DETAILED DESCRIPTION OF THE PREFERRED EMBODIMENT

Referring now to FIG. 1 of the drawings, FIG. 1 shows how an add-drop multiplex is conventionally arranged.

FIG. 1 shows the basic function of an add-drop Multiplex. In the embodiment shown in this figure the traffic is multiplexed demultiplexed at the terminal multiplexes 1 and 2 and sent between the multiplexes via wire links 3. In accordance with requirements the traffic can pass between the multiplexes untouched or can be routed so that it is added to or dropped. Tributaries for adding or dropping traffic are shown at 4. This arrangement has the restriction that it involves the expense of two full terminal multiplexes and requires manual arrangement of the cables each time there is to be a change in routing of any component of the traffic.

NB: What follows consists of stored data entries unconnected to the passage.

PR #627, opened 2017-03-26
Fix Mercury Flyby Contract

BevoLJ:
Fixed the requirements as they weren't preventing the contract from being available prior to Venus (or even lunar) flyby completion.

Also increased rewards because small bodies next to huge Sun's are far harder than say Venus.  I set rewards equal to Saturn, but should probably be more inline with Uranus or Neptune.


rsparkyc:
This sounds reasonable to me.

leudaimon:
In theory you could build a probe for a "tour" to Venus and then Mercury using a gravity assist for the first flyby of both planets... However, I agree that it is at least surprising to have such a mission before a regular Venus flyby. Anyway, just food for thought... I think the change is indeed reasonable.

PR #632, opened 2017-03-28
Removed the NewVessel requirement from the flyby contracts

rsparkyc:
@stratochief66 @NathanKell see any problems with this?  By doing this, I could setup a Jupiter flyby, and then if I see that I could also swing by Saturn, I could accept that contract later and use my Jupiter probe.

### DIFF
--- a/GameData/RP-0/Contracts/Fly-by Contracts/CallistoFlyByContract.cfg
+++ b/GameData/RP-0/Contracts/Fly-by Contracts/CallistoFlyByContract.cfg
@@ -44,12 +44,6 @@ CONTRACT_TYPE
 		
 		PARAMETER
 		{
-			name = NewVessel
-			type = NewVessel
-		}
-	
-		PARAMETER
-		{
 			name = ReachState
 			type = ReachState
 			targetBody = Callisto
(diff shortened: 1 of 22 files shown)


leudaimon:
afaik the newvessel requirement is in place to prevent people from taking the contract when it is already set to complete, just before the encounter for example. However, in this specific case, I think the tour-like nature of most flyby missions is more important than preventing this exploit.

hargn:
Maybe the requirement should be based on these two criterias :
- New Vessel
OR
- Vessel belongs to the group of vessels that have completed a flyby mission (I think that it is not too hard to implement into CC)

alimoncul:
Maybe 2 type of contracts 1 for reusing a satellite with gravity assists (lower reward) 1 for new launch for satellite (higher reward)

rsparkyc:
I feel like the first "flyby contracts" probably wouldn't even need that limitation.  I think they're meant to reward the first time you visit a planet/moon.  It would be one thing if it was a contract that was meant to establish a permanent orbit (where you could "cheat" by using the same craft to orbit a bunch of moons), but I don't think that's the case here.

PR #2466, opened 2024-12-25
Add ablative airbrake

Clayell:
https://github.com/KSP-RO/RealismOverhaul/pull/3027
Still working on this so its just a draft


pap1723:
Any update on this?

Clayell:
Haven't looked at it in ages. Maybe I will someday (although maybe it would be better to add different configs for the existing airbrakes...)

PR #2473, opened 2025-01-05
Add additional orbital parameters to sim UI

siimav:
* Separate Ap and Pe (including negative values to easily yeet stuff into the atmosphere!)
* LAN


Clayell:
Might be useful to have the options for argument of periapsis (for molniya stuff) and true anomaly (not as important, but still helpful) too.

PR #2478, opened 2025-01-13
Add optional reward to docking contract for rendezvousing with a different craft first

Clayell:
~~As per discussion in https://discord.com/channels/319857228905447436/1295137142762242139/1328487821220118682~~
Additionally, add extra reputation/confidence for rendezvousing with a different craft before docking (instead of just re-docking to your upper stage, for example)

### DIFF
--- a/GameData/RP-1/Contracts/Earth Crewed Adv/Docking.cfg
+++ b/GameData/RP-1/Contracts/Earth Crewed Adv/Docking.cfg
@@ -80,6 +80,37 @@ CONTRACT_TYPE
 		tag = CrewedOrbitOptional
 		invertRequirement = true
 		title = Don't have an active optional crewed orbit contract.
+  	}
+
+	PARAMETER
+	{
+		name = Rendezvous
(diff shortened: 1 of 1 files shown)


Clayell:
As @uriyuzhui has pointed out, [Kosmos 186 and 188](https://en.wikipedia.org/wiki/Kosmos_186_and_Kosmos_188) docked autonomously in 1967 without any crew, so this PR doesn't make a ton of sense. I'll keep the optional reward for rendezvousing first though.

ezsnackeur:
Although uncrewed dockings have been performed the contract is the capstone of the advanced crewed program, it doesnt make sense that it can be done uncrewed can it?

ezsnackeur:
the same would be true for the rendezsvous then, thats not what the program is about

njits23:
Are you going to tell India it's doing it wrong? https://apnews.com/article/india-isro-space-docking-spadex-sriharikota-mission-b9c3d4c11468c1ea009b8c6ad45e05a7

Referring now to FIG. 2 of the drawings this shows a conventional add-drop multiplex system where routing flexibility is given by an interchange or matrix switch 5. Optical fibre lines are shown at 6 along with associated optical terminals 7. The output tributaries carrying data to be dropped or added are shown at 8.

The functionality of the interchange or matrix switch varies between designs; in particular it can vary in the following parameters:

a) the size of the smallest increment of traffic which can be routed, and whether such an increment is fixed in size or is variable in the operation of the multiplex.

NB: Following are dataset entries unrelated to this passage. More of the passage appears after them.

Issue #2401, opened 2024-07-17
Landing on runway bonus confidence


uriyuzhui:
For optional x-plane contracts that award confidence:
- Mission Control shows no bonus confidence for landing on runway
- When completing the contract with landing on runway, pop-up windows shows bonus confidence is awarded
- However no extra confidence is actually awarded despite the display in pop-up window

uriyuzhui:
![20240622154715_1](https://github.com/user-attachments/assets/c92595fd-2a3c-4ec3-b3b9-bf0fe0ba847c)

For example, this one shows 47 bonus confidence is awarded, but it is not true

GraithTiger:
A similar issue is that when a game is loaded mid-flight after completing an altitude x-plane contract, the contract will not complete after landing.

PR #2479, opened 2025-01-13
Actually award reputation for landing on the runway correctly

Clayell:
As far as I know, "@/rewardReputation" is not a valid name.

Potentially fix https://github.com/KSP-RO/RP-1/issues/2401

### DIFF
--- a/GameData/RP-1/Contracts/Early Space Stations/Early Station Supply.cfg
+++ b/GameData/RP-1/Contracts/Early Space Stations/Early Station Supply.cfg
@@ -33,7 +33,7 @@ CONTRACT_TYPE
 	rewardScience = 0
 	rewardReputation = 200  
 	rewardFunds =  0
-	failureReputation = 0 // was @/rewardReputation
+	failureReputation = 0 // was @rewardReputation
 	failureFunds = 0
 
 	// ************ REQUIREMENTS ************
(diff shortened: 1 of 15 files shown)


Capkirk123:
Has this been tested?

Clayell:
No, but I can't think of any reason why it would be "@/rewardReputation" instead of "@rewardReputation", right?
I will try to test if I have some time.

njits23:
Landing _reputation_ gets paid out correctly. The problem in issue #2401 is that _confidence_ also shows up as a reward in the contract completion screen. This is unexpected, as confidence is not listed as a reward in mission control when accepting the contract. It only shows reputation. What issue #2401 actually requires to fix it is that confidence no longer shows up in the contract completion screen. Unless it is actually intended that landing on the runway also awards confidence, which this PR wouldn't fix anyways. The relevant CC documentation on the current configs being a valid syntax is over here: https://github.com/jrossignol/ContractConfigurator/wiki/Expressions#special-identifiers

Clayell:
> Unless it is actually intended that landing on the runway also awards confidence

I believe that the contracts are only meant to provide reputation, but these contracts were originally written long before confidence was added. In my opinion, they should give some extra confidence, as reputation only serves to mildly increase your subsidy.

Where is confidence awarded in contracts anyway? Is it just an automatic calculation based on the amount of reputation/science that the contract gives?

https://github.com/KSP-RO/RP-1/blob/f725e772d8e1758a0530be9cc6c04d97983c9bcd/GameData/RP-1/Contracts/X-Plane%20Research/RocketPlaneDevelopmentOptional.cfg#L8
> Optionally, landing back at the runway will award extra reputation. If playing from the Cape, the Space Shuttle runway provided by the RSS-CanaveralHD mod is also a valid landing target.

PR #2486, opened 2025-01-17
Add Lunar Habitation Program

CXG-2827:
@SierraHotel84 I noticed your upload was missing the original contracts and group modification, so those have been re-added.

Something for discussion is whether the 28+ day contracts should be locked behind the first station contract. From reading the following AAP document https://ntrs.nasa.gov/citations/19660022516 pages 53-54, it looks like long duration lunar orbits and lunar surface activities would be performed after long-duration earth orbit missions.  

From the same document (pg 56), I added an optional contract for a 28 day 3-crew lunar polar orbit. At the moment the objective is just the orbital stay, but I'll be testing to see how to add the return of lunar film samples.

I also added a 90 day lunar stay based on the following https://ntrs.nasa.gov/citations/19690008396 for an Extended Lunar Orbital Rendezvous (ELOR). It still needs some changes but would require rendezvousing back with the command module in lunar orbit as a contract parameter. For this one I think it would be a good idea to also require a certain amount of shielding resource on the landed shelter, or if there is a way to validate the crew return under a certain radiation %.


SierraHotel84:
Thanks, need to just blow away my old branch apparently, might explain the errors I kept getting.

Good call on the station contract gate for the longer missions.  I wonder then if we leave something like a 14-day stay as the longest required one, a la the original AAS program, and do a 30-day optional along with the 90-day one like ALSS/LESA.  Could use an experiment and higher confidence payout to make them enticing and worth doing.  Perhaps a crossover experiment from the stations program that could also be accomplished in this one?  

I saw the polar orbit mission as well but couldn't figure out how to work it in and have it be useful at the moment without an added experiment, so I definitely like the idea of lunar film samples, 

Good question on the radiation amount as a validation, I like it, but I've never looked into the parameters to see if kerbal characteristics can be used that way.  Would be a great check to figure out for any long duration mission. 

My big original intent was to also do a nuclear-based program, but I couldn't figure out a way to make it a standalone program on its own and it not just be a grind through a few launches, so I thought about having an optional mission here using a nuclear tug as a proof-of-concept since most of the Mars Design Reference docs I've seen all wanted a nuclear option.  Could be a gate for an over-arching nuclear engine program, but that's a different discussion.

SierraHotel84:
- [ ] Finalize required and optional missions
- [ ] Create science experiments for lunar film samples, surface exploration experiments, any additionals
- [ ] Determine funding curve
- [ ] Balance reputation/confidence payouts

CXG-2827:
Reviewing MMeridian's lunar habitation program, I copied over some of the contract texts and created a 180-day contract to instead be the capstone. With having a 90-day mission being the capstone, this might end up being too short of a program.

One thing I am thinking about is how the "orbit warper" acts if you were to send some crew out for some EVAs mid mission, as I believe it resets the timer when any of the crew depart from the craft. For the 30, 90, and 180d contracts, it might worth to add a crew parameter to allow the departure of some nauts during the lunar stay, but I wonder if there can be a loophole that would make this easily cheesed.

Tying into the comment above, I am looking into an optional MOLAB contract, which would have 2 nauts depart for the roving exploration. An Idea would be to travel X kilometers, remain at the location for 1 day (parameter to check velocity less than 1m/s), then return to the shelter. This would be a repeatable that would increase the travel distance and remote stay duration each time it is completed.

CXG-2827:
Closing this as progress has gone stale, and @WithCrow has submitted https://github.com/KSP-RO/RP-1/pull/2582

PR #2489, opened 2025-01-22
Set max tracking station level to 11

Capkirk123:
Set the max tracking station level in Skopos contracts to 11, so the contracts aren't accidentally hidden if you happen to start them very late.

### DIFF
--- a/GameData/RP-1/Contracts/Skopos Commercial Applications 0/FirstComSat-SCA.cfg
+++ b/GameData/RP-1/Contracts/Skopos Commercial Applications 0/FirstComSat-SCA.cfg
@@ -53,7 +53,7 @@ CONTRACT_TYPE
 			type = Facility
 			facility = TrackingStation
 			minLevel = 4
-			maxLevel = 10
+			maxLevel = 11
 		}
 	}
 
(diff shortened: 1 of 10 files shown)


Clayell:
Just out of curiously, does maxLevel need to be set at all?

njd80:
As well as the 'intermittent TV' contracts, there are 5 'Firsts' in Commercial Applications 0 that also have MaxLevel = 10

https://github.com/KSP-RO/RP-1/blob/master/GameData/RP-1/Contracts/Skopos%20Commercial%20Applications%200/FirstComSat-SCA.cfg
https://github.com/KSP-RO/RP-1/blob/master/GameData/RP-1/Contracts/Skopos%20Commercial%20Applications%200/FirstGEOSat-SCA.cfg
https://github.com/KSP-RO/RP-1/blob/master/GameData/RP-1/Contracts/Skopos%20Commercial%20Applications%200/FirstGEOSat-SCA.cfg
https://github.com/KSP-RO/RP-1/blob/master/GameData/RP-1/Contracts/Skopos%20Commercial%20Applications%200/FirstMolniyaSat-SCA.cfg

b) the routing options which are available, e.g. whether the increments can be transferred between timeslots as they pass through the multiplex, or merely be accessed by the add-drop tributary ports (it is not uncommon for selection of the accessible timeslots to be the only degree of routing control which the multiplex offers; where there is no switching function, this control is implemented by physically associating each plug-in card with certain timeslots so that they are accessed automatically if the appropriate card is inserted).

c) whether increments of traffic can be selectively sent back in the direction from which they came, possibly in a different timeslot, in the line with item (b) above.

d) the number of ports on the multiplex which are able to support its full "through" traffic capacity.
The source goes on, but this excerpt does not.